In very general terms, MLOps is the emerging practice of industrialising the production of Machine Learning (ML) models.

The production of a Machine Learning model is a highly hand-crafted process, especially when the volume of data is low. A Data Scientist’s working method generally consists of:

  • Retrieving the data they need from their workstation
  • Testing models on a Notebook
  • Saving performance indicators to an Excel file
  • Sharing the model with developers and DevOps so that they can put it into production
  • Checking whether the production model behaves as expected via database queries

This whole mechanism can work if you work alone on your project and hope you never encounter any problems; but as soon as you have to work in a team and manage hundreds of algorithms, or the Data Scientist leaves the company or their workstation stops working, this mechanism quickly reaches its limits.

Here are some questions that may then arise:

  • What is the latest version of the data to be used?
  • What happened to the data that we spent so much time labelling?
  • Have we already tested this or that algorithm? If so, how? With what results?
  • Which Notebook was used to generate the model? Is it structured to be at least basically readable and maintainable?
  • How do I know whether the model is working properly in production?

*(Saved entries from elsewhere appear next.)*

PR #677, opened 2024-09-07
First step at enabling searching in index page

### LINKED ISSUE #565: Searching in index
It would be awesome to have search functionality similar to `/` available in the index.

By accident I sometimes make a "doubleclick" `<Mouse3>` in the index, after which typing seems to trigger some kind of "search" functionality. Seems kinda strange, since it isn't documented, coudn't find any further information, and also works only if the given index entry starts with the given search prompt.

Seems to me like a useful thing to have, maybe even some kind of fuzzy matching would be sometimes desirable.

laomuon:
This PR is a proof of concept for enabling search in index page. It only use the native functionality of `GTK`.

The behavior:
- Open the index page, press `C-f` (the default shortcut of `GTK`) to have the interactive search window appear
- Start typing the keyword, the index's cursor will jump to the first occurence,
- Disable interactive search by default so that when the search window is not present, all the keywords works normally (As opposed to before)

Partly fixes #565

### DIFF
--- a/zathura/shortcuts.c
+++ b/zathura/shortcuts.c
@@ -1203,6 +1203,8 @@ bool sc_toggle_index(girara_session_t* session, girara_argument_t* UNUSED(argume
     g_object_set(G_OBJECT(renderer), "ellipsize", PANGO_ELLIPSIZE_END, NULL);
     g_object_set(G_OBJECT(gtk_tree_view_get_column(GTK_TREE_VIEW(treeview), 0)), "expand", TRUE, NULL);
     gtk_tree_view_column_set_alignment(gtk_tree_view_get_column(GTK_TREE_VIEW(treeview), 1), 1.0f);
+    gtk_tree_view_set_search_equal_func(GTK_TREE_VIEW(treeview), search_equal_func_index, treeview, NULL);
+    gtk_tree_view_set_enable_search(GTK_TREE_VIEW(treeview), FALSE);
     g_signal_connect(G_OBJECT(treeview), "row-activated", G_CALLBACK(cb_index_row_activated), zathura);
 
     gtk_container_add(GTK_CONTAINER(zathura->ui.index), treeview);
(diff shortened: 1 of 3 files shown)


zathura/utils.c
```diff
@@ -125,6 +128,82 @@ static gboolean search_current_index(GtkTreeModel* model, GtkTreePath* UNUSED(pa
...
+    return TRUE;
+  }
+  if (find_substring(source_string, key)) {
+    return FALSE;
+  }
+  return TRUE;
+}
+
+gboolean search_equal_func_index(GtkTreeModel* model, gint column, const gchar* key, GtkTreeIter* iter,
+                                 gpointer search_data) {
```
laomuon, line 175: Reimplement the search equal function so that it will also compared with collapsed entries

zathura/utils.c
```diff
@@ -125,6 +128,82 @@ static gboolean search_current_index(GtkTreeModel* model, GtkTreePath* UNUSED(pa
   return FALSE;
 }
 
+static bool find_substring(const char* source_str, const char* search_str) {
```
laomuon, line 131: Find the `search_str` in `source_str`, as opposed to only match from the beginning of `source_str`

zathura/shortcuts.c
```diff
@@ -1203,6 +1203,8 @@ bool sc_toggle_index(girara_session_t* session, girara_argument_t* UNUSED(argume
     g_object_set(G_OBJECT(renderer), "ellipsize", PANGO_ELLIPSIZE_END, NULL);
     g_object_set(G_OBJECT(gtk_tree_view_get_column(GTK_TREE_VIEW(treeview), 0)), "expand", TRUE, NULL);
     gtk_tree_view_column_set_alignment(gtk_tree_view_get_column(GTK_TREE_VIEW(treeview), 1), 1.0f);
+    gtk_tree_view_set_search_equal_func(GTK_TREE_VIEW(treeview), search_equal_func_index, treeview, NULL);
+    gtk_tree_view_set_enable_search(GTK_TREE_VIEW(treeview), FALSE);
```
laomuon, line 1207: Disable interactive search by default, so that all the hotkeys (j, k, q...) are not consummed by the search function

MightyPlaza:
not sure why but after this commit, I cannot use the arrow keys in place of the vim keys to expand and collapse entries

Well-defined processes can alleviate some of the aforementioned problems, but tools can also facilitate the daily life of data scientists today.

B) MLOPS at Twister 

At Twister, Davidson’s IT department, we are working on various Machine Learning projects, including:

  • A chatbot available on the homepage of the Davidson website https://www.davidson.fr/
  • A recommendation engine that displays a personalised news feed on our Intranet

Until now, we have not used a tool dedicated to MLOps, which is why we have decided to carry out an opportunity study aimed at:

  • Identifying what has already been tested, how, and with what results, so that it is easy to share what has been done and facilitate collaboration between Data Scientists
  • Being able to replay past experiences, which is very useful in cases where you want to start again from a project or a previous test so that you have a baseline and not waste time trying to reproduce it
  • Storing templates that are too large for Git (the limit is 100Mb, and language-processing or image-processing templates can easily exceed this size)
  • Automating model re-training

We therefore decided to carry out a Proof Of Concept based solely on open-source technologies to industrialise our Data Science projects.

Note: We have not discussed the deployment part, because at Twister this part is already automated using Gitlab-CI/CD and OpenShift. 

2. MLOps solutions

There are an increasing number of solutions, and it is not necessarily easy to choose between them. To appreciate the issue, simply visit https://landscape.lfai.foundation/

Some solutions cover several needs; others focus on a specific topic.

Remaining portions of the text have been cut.